● TASK TO CARRY OUT:
Please copy every line below that contains the string "also".

● INPUT DATA:
───
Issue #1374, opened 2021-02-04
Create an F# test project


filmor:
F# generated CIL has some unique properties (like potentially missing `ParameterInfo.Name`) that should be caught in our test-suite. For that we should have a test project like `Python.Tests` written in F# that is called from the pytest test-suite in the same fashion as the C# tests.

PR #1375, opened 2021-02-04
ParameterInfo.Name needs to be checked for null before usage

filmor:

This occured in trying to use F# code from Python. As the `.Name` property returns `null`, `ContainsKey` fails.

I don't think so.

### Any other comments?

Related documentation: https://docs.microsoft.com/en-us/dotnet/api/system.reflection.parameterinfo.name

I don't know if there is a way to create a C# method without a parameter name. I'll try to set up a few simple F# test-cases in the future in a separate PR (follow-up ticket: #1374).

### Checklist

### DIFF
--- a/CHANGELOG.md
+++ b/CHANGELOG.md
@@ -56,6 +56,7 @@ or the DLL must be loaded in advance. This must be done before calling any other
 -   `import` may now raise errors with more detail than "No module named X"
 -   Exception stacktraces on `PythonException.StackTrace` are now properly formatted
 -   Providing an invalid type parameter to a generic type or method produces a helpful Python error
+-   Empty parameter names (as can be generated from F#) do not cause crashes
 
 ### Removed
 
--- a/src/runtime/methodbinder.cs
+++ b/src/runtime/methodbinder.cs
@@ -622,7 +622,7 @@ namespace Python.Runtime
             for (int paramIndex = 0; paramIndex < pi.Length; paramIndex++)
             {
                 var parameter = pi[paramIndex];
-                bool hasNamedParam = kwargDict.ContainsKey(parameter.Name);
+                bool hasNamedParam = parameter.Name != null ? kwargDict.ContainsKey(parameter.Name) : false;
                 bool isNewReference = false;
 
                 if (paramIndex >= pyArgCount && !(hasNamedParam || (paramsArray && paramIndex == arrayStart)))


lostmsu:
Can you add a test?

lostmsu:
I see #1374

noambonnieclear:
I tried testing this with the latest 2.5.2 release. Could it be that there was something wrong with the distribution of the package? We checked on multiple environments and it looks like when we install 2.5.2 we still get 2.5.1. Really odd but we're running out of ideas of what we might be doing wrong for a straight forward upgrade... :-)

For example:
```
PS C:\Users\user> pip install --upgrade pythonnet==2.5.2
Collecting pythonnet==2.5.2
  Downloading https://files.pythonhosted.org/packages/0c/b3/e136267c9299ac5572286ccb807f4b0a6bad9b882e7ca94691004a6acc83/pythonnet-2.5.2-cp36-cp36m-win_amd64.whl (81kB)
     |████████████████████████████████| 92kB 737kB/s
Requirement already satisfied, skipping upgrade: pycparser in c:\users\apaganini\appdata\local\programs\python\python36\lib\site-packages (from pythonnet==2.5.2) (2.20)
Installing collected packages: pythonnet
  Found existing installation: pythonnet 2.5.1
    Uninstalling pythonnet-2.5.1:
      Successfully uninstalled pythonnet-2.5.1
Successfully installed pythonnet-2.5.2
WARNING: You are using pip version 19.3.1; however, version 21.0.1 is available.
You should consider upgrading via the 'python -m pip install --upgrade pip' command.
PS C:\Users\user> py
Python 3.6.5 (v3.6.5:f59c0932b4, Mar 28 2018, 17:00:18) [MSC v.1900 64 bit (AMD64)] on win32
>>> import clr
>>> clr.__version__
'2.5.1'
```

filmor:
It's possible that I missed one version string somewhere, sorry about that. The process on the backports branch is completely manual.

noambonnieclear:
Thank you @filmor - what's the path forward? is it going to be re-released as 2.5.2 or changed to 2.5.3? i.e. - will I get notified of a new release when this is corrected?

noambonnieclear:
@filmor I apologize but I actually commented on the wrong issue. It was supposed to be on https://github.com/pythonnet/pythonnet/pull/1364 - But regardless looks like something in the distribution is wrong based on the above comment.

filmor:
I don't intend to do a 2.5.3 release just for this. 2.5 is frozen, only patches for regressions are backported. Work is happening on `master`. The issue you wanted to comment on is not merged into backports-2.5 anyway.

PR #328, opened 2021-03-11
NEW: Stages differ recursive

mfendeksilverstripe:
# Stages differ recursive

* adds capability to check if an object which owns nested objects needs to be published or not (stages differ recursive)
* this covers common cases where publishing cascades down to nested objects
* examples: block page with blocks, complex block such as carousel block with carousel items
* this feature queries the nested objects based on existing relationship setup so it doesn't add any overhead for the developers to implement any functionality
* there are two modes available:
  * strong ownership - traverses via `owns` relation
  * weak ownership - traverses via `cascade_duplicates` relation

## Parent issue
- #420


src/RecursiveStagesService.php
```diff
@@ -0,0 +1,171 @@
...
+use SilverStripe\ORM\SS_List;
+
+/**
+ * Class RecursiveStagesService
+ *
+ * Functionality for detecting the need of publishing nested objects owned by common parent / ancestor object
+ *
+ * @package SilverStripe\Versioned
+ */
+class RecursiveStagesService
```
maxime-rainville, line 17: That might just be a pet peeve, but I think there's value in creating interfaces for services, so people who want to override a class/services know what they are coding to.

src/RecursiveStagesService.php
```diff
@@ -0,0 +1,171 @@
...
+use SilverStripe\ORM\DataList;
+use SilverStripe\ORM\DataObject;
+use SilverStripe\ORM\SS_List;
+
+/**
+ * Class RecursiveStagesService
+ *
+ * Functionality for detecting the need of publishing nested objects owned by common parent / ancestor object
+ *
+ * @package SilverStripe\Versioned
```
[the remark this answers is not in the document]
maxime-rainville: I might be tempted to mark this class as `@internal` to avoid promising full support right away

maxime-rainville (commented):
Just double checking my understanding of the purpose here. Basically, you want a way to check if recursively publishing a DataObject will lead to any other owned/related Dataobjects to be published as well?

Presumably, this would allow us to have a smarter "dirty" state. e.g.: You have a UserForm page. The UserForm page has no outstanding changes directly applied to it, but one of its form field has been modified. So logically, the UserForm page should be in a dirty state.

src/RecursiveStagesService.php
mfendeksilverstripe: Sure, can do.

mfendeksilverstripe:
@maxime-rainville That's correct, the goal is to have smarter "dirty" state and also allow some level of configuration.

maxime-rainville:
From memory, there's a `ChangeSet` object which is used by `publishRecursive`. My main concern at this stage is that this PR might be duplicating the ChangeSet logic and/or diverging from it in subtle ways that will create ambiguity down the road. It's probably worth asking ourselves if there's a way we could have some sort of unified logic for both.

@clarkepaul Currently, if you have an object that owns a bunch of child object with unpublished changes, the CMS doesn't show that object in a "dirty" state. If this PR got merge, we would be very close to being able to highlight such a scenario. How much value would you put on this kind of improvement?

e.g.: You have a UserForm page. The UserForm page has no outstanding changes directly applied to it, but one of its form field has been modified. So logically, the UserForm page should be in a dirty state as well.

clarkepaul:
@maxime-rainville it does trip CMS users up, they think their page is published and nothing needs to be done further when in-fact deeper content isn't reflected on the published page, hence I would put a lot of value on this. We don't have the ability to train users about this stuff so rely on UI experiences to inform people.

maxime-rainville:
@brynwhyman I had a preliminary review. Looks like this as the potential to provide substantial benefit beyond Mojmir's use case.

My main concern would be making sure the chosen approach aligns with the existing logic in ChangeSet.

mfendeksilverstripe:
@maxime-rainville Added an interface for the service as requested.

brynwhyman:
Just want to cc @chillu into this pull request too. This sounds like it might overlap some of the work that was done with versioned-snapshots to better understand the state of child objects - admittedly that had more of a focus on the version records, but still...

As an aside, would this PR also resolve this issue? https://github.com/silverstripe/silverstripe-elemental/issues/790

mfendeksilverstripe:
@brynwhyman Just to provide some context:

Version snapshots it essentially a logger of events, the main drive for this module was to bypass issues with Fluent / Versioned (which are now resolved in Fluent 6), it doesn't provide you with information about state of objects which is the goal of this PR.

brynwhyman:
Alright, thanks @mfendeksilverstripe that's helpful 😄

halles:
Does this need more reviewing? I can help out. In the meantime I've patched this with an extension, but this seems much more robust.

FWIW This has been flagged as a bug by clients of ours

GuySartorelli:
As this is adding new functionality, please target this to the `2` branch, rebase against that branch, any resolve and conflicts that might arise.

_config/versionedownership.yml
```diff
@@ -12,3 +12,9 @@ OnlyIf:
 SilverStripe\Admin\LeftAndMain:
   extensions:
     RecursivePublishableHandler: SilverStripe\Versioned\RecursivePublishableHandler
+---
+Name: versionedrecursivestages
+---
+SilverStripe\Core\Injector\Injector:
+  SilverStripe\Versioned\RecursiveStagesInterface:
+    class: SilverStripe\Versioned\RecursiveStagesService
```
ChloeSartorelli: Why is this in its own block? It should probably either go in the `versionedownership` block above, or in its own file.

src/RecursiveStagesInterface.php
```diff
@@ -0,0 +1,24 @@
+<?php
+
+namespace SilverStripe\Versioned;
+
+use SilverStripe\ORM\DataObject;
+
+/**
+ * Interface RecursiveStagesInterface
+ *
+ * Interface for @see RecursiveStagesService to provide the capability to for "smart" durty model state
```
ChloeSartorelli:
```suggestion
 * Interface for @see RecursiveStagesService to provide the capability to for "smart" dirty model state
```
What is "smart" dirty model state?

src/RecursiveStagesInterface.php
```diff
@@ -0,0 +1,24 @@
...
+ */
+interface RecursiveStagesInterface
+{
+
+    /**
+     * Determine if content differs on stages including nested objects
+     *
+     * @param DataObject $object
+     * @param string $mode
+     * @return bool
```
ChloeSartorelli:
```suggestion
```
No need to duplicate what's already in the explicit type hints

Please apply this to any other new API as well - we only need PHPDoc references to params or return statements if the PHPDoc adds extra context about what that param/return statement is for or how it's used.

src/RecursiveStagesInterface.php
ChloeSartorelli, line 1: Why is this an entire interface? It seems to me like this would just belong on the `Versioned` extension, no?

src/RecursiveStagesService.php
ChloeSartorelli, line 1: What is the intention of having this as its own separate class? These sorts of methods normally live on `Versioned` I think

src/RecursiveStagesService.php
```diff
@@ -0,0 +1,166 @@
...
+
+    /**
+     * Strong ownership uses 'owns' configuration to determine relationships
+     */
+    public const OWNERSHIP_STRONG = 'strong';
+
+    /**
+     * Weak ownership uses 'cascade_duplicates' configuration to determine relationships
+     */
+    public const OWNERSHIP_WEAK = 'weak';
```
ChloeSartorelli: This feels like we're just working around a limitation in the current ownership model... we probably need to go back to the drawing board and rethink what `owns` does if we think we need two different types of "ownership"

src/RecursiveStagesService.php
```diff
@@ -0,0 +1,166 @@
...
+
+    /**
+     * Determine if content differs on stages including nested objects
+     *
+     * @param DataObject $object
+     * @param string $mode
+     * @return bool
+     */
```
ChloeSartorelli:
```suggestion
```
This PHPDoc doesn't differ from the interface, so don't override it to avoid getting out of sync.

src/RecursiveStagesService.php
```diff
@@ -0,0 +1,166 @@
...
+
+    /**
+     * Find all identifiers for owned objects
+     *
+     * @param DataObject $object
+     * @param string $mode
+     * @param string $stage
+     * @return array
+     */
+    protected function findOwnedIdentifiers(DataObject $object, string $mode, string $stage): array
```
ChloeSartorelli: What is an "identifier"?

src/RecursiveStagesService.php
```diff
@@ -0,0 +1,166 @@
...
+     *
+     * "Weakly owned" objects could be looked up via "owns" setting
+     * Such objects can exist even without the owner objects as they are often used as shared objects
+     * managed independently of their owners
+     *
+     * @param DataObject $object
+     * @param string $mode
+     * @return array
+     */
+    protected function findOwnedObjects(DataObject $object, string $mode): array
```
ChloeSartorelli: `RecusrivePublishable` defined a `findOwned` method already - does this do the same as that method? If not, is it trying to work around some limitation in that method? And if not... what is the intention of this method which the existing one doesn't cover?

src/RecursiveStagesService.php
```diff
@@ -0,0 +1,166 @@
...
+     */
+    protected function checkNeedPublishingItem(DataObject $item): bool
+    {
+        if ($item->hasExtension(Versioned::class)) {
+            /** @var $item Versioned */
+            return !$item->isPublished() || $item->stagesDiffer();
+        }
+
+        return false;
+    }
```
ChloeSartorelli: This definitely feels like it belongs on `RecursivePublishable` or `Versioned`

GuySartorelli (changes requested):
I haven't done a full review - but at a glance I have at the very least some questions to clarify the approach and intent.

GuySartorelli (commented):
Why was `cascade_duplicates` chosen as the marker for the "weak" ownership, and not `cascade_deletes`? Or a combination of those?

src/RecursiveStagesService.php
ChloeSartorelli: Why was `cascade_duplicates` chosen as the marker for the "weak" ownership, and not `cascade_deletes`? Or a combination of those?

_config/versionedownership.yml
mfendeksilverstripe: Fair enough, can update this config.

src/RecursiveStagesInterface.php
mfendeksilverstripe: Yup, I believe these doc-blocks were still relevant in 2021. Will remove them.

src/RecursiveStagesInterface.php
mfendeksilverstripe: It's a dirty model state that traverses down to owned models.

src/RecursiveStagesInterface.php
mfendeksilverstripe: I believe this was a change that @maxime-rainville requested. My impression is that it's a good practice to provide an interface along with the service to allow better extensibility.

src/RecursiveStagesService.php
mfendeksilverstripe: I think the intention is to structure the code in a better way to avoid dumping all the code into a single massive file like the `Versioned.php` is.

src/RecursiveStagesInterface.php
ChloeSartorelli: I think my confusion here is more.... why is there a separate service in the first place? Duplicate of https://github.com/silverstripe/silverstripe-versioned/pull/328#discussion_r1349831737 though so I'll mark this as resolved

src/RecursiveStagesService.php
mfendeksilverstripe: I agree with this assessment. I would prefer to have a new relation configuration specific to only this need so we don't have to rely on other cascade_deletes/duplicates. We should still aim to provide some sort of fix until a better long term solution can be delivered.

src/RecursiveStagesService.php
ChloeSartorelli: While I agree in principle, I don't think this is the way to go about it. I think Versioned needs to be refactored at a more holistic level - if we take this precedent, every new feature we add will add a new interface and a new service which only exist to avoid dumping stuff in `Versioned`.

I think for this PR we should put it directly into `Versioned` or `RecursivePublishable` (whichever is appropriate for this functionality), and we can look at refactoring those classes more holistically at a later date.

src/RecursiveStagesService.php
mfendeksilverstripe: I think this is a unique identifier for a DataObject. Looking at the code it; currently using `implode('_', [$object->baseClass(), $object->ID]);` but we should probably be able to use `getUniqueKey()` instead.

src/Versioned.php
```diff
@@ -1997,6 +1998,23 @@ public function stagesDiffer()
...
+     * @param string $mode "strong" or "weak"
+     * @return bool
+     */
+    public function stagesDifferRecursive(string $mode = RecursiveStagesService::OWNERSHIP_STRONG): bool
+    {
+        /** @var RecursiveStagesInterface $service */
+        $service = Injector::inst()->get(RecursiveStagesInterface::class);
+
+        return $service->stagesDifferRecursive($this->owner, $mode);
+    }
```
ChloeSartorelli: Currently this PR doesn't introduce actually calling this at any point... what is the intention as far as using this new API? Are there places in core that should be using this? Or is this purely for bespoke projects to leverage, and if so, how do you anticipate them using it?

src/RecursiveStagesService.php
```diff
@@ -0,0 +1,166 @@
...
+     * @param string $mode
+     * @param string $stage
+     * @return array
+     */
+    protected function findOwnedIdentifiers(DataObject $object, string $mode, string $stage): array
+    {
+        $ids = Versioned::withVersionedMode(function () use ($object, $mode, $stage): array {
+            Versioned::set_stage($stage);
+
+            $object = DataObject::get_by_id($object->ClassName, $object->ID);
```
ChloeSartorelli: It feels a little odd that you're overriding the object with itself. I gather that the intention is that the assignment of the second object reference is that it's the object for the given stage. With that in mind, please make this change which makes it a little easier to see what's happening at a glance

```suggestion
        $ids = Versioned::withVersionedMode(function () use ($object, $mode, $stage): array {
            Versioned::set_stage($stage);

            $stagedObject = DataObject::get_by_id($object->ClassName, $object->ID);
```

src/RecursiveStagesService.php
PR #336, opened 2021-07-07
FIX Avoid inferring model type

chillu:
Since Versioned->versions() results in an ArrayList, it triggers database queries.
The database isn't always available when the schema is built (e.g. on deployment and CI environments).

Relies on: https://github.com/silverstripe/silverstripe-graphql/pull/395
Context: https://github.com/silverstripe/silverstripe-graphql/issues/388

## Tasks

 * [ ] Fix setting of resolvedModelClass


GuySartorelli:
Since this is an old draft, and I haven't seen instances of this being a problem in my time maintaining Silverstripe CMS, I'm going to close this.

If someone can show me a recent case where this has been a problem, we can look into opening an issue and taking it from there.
───
● FINISHED TASK:
@maxime-rainville That's correct, the goal is to have smarter "dirty" state and also allow some level of configuration.
As an aside, would this PR also resolve this issue? https://github.com/silverstripe/silverstripe-elemental/issues/790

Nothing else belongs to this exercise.